[WHAT THE TASK ASKS]: Return the data. Every word must match.

[LISTED ENTRIES]:
Issue #1076, opened 2019-03-13
Incorrect number of hosts down reported 


GowthamShanmugam:
Grafana sometimes reports wrong number of hosts down when all nodes are shut down.

When I stop services tendrl-node-agent, collectd and tendrl-gluster-integration then for the first time grafana usually shows correctly that all nodes are down but if I start them and after a while I stop these services again then grafana reports that 4 hosts are down and 2 are up. This is happening consistently with multiple installation with 6 nodes.

GowthamShanmugam:
this issue is fixed

GowthamShanmugam:
This issue is fixed

PR #1077, opened 2019-03-13
Incorrect number of hosts down reported

GowthamShanmugam:
tendrl-bug-id: Tendrl/commons#1076
bugzilla: 1687333

### DIFF
--- a/tendrl/commons/objects/node_context/__init__.py
+++ b/tendrl/commons/objects/node_context/__init__.py
@@ -93,6 +93,11 @@ class NodeContext(objects.BaseObject):
     def save(self, update=True, ttl=None):
         super(NodeContext, self).save(update)
         status = self.value + "/status"
+        if self.status == "UP" and ttl is None:
+            # Set ttl always when node status in up
+            ttl = int(
+                NS.config.data.get("sync_interval", 60)
+            )
         if ttl:
             self._ttl = ttl
             try:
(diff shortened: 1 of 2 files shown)


tendrl/commons/utils/central_store/utils.py
```diff
@@ -107,7 +107,8 @@ def watch(obj, key):
                     attr = key.rstrip("/").split("/")[-1]
                     obj.on_change(attr, prev_val,
                                   cur_val)
-        except etcd.EtcdKeyNotFound:
+        except Exception:
+            # When watch crash then clear key from the watchers
```
GowthamShanmugam: Sometimes watcher is crashing when a key is deleted by TTL (but not for all the time, need to figure out why),  we have to remove the key to create new watcher when save function called for that particular object.

GowthamShanmugam:
@fbalak @shtripat please review

tendrl/commons/utils/central_store/utils.py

[RESULT]:
Issue #1076, opened 2019-03-13
Incorrect number of hosts down reported 


GowthamShanmugam:
Grafana sometimes reports wrong number of hosts down when all nodes are shut down.

When I stop services tendrl-node-agent, collectd and tendrl-gluster-integration then for the first time grafana usually shows correctly that all nodes are down but if I start them and after a while I stop these services again then grafana reports that 4 hosts are down and 2 are up. This is happening consistently with multiple installation with 6 nodes.

GowthamShanmugam:
this issue is fixed

GowthamShanmugam:
This issue is fixed

PR #1077, opened 2019-03-13
Incorrect number of hosts down reported

GowthamShanmugam:
tendrl-bug-id: Tendrl/commons#1076
bugzilla: 1687333

### DIFF
--- a/tendrl/commons/objects/node_context/__init__.py
+++ b/tendrl/commons/objects/node_context/__init__.py
@@ -93,6 +93,11 @@ class NodeContext(objects.BaseObject):
     def save(self, update=True, ttl=None):
         super(NodeContext, self).save(update)
         status = self.value + "/status"
+        if self.status == "UP" and ttl is None:
+            # Set ttl always when node status in up
+            ttl = int(
+                NS.config.data.get("sync_interval", 60)
+            )
         if ttl:
             self._ttl = ttl
             try:
(diff shortened: 1 of 2 files shown)


tendrl/commons/utils/central_store/utils.py
```diff
@@ -107,7 +107,8 @@ def watch(obj, key):
                     attr = key.rstrip("/").split("/")[-1]
                     obj.on_change(attr, prev_val,
                                   cur_val)
-        except etcd.EtcdKeyNotFound:
+        except Exception:
+            # When watch crash then clear key from the watchers
```
GowthamShanmugam: Sometimes watcher is crashing when a key is deleted by TTL (but not for all the time, need to figure out why),  we have to remove the key to create new watcher when save function called for that particular object.

GowthamShanmugam:
@fbalak @shtripat please review

tendrl/commons/utils/central_store/utils.py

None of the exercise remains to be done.